She leaned back against the seat, and he was struck by how graceful she was. She held herself like a queen, not an orphan who’d grown up with foster carers, some of whom had made it a habit to slap her around and underfeed her. She’d never had a dance class as a child. Nor a voice lesson. But whoever her ancestors were, her real ancestors, they’d given her something. Something a hard life couldn’t take away.

“However will he survive without you?” Nathaniel had never liked the bastard.

“Oh, you know Tom. I’m not his only client, but if my career went under, he’d take a hit.”

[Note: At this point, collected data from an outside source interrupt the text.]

PR #3580, opened 2017-09-28
Link channels to users and add all staff as moderators of channel

### LINKED ISSUE #3574: When creating a channel, subscribe all staff in the program
As a staff, I'd like to be subscribed to any new channels in my program. I'm already a moderator, but I won't see posts in the new channel unless I'm subscribed. 

Since staff are omitted from the queries that are used to create channels, we just need to subscribe them after everyone in the query results in subscribed.

noisecapella:
Fixes #3574 

#### What's this PR do?
 - Adds many to many relationship between `Channel` to `Program`
 - Users who are staff or instructors of any program linked to the channel are added as moderators when the channel is created
 - When a user's profile is updated and they are moderator of a channel, we do not update their subscription status for that channel

Create a channel and verify that you see the channel in your subscribed channels list afterwards. Update your profile and verify that the channel is still in your subscribed channels.


Ferdi:
Why should we explicitly make a link between Chanel and program? Is it necessary?

noisecapella:
It's so we can add users who are staff of a program as moderators, and maintain that status when the program enrollment information is updated

noisecapella:
@Ferdi After talking with @pdpinch the database model was changed to link a channels with multiple programs

Ferdi:
I can't look at the pr now but it looks to me that we are including MM internals (programs) in open discussion. Another approach is to use MM program staff as one time seed for channel moderators. Later we could create a ui in open discussion for adding moderators. Channel moderators should not be restricted to just staff

noisecapella:
We need some way to keep track of moderators so that they remain subscribed even if their profile doesn't match with the percolate query

discussions/api.py
```diff
@@ -163,51 +165,110 @@ def add_to_channel(channel_name, discussion_username):
...
+    Remove subscriber from a channel
+
+    Args:
+        channel_name (str): An open-discussions channel
+        discussion_username (str): The username used by open-discussions
+    """
+    admin_client = get_staff_client()
+
+    # If the channel is private and the user is not a contributor, their subscription status will always
+    # look like it's false. To work around this we always remove the subscriber first.
```
annagav: I feel like this comment makes more sense in `remove_from_channel`

discussions/api.py
```diff
@@ -221,25 +282,43 @@ def sync_user_to_channels(user_id):
...
+    # Make sure we don't include extra channels beyond what's in all_channel_ids
+    membership_channel_ids = membership_channel_ids.intersection(all_channel_ids)
 
-    all_channel_ids = set(Channel.objects.values_list("id", flat=True))
     membership_channels = Channel.objects.filter(id__in=membership_channel_ids)
     for channel in membership_channels:
-        add_to_channel(channel.name, discussion_user.username)
+        # This is done in this order because a user cannot be added as a subscriber
+        # to a private channel without first being a contributor
+        add_contributor_to_channel(channel.name, discussion_user.username)
```
annagav: why not use `add_to_channel` here?

discussions/api.py
```diff
@@ -221,25 +282,43 @@ def sync_user_to_channels(user_id):
...
+        add_subscriber_to_channel(channel.name, discussion_user.username)
 
     nonmembership_channels = Channel.objects.filter(
         id__in=all_channel_ids.difference(membership_channel_ids)
     )
     for channel in nonmembership_channels:
-        remove_from_channel(channel.name, discussion_user.username)
+        # This is done in this order because a user can't be removed as a subscriber
+        # if they are no longer a contributor
+        remove_subscriber_from_channel(channel.name, discussion_user.username)
```
annagav: and `remove_from_channel` here?

noisecapella:
Comments addressed, looks like I overlooked those other methods

annagav:
Works great!

PR #3605, opened 2017-10-05
Allow empty public_description

annagav:
Depends on https://github.com/mitodl/open-discussions/pull/254

#### What's this PR do?
Make public_description not required

Should be able to create a channel with empty description.


noisecapella:
Can you update a test to omit `public_description` to verify that it's not required?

“Financially or personally? I always wondered if he fancied you back in the day.”

She snorted. “Oh, he did. Tried to get in my pants on a number of occasions.”

Nathaniel’s dragon twisted, and a growl rumbled through his chest before he could do anything about it.

“Easy,” she said and laughed lightly.

Nathaniel rubbed his chest and cleared his throat. “Apologies. It’s instinct.”

“Still?” She gave him a soft, curious look.

He hated himself for tipping his hand once again, but he nodded. It was the truth. His dragon desperately wanted her and would likely have done nightmarish things to Tom if ever given the chance. “Still.”

“I don’t owe you an explanation, but if it makes you feel better, it never happened. Tom is… not my type. Plus I know exactly what he is. I know he’d use me. I’m his client, not his doormat, and I’d like to keep it that way. I have some self-respect.”

A smile stretched his lips. “Good. You should be with someone who truly adores you.”

“What about you? You must have had a long parade of lovers over the past ten years.” Her gaze darted to her tangled fingers.

“No,” he said evenly.

“No?” She studied his face. “Why not? There was always someone interested in the high priest of the order—witch, fairy, druid, or human.”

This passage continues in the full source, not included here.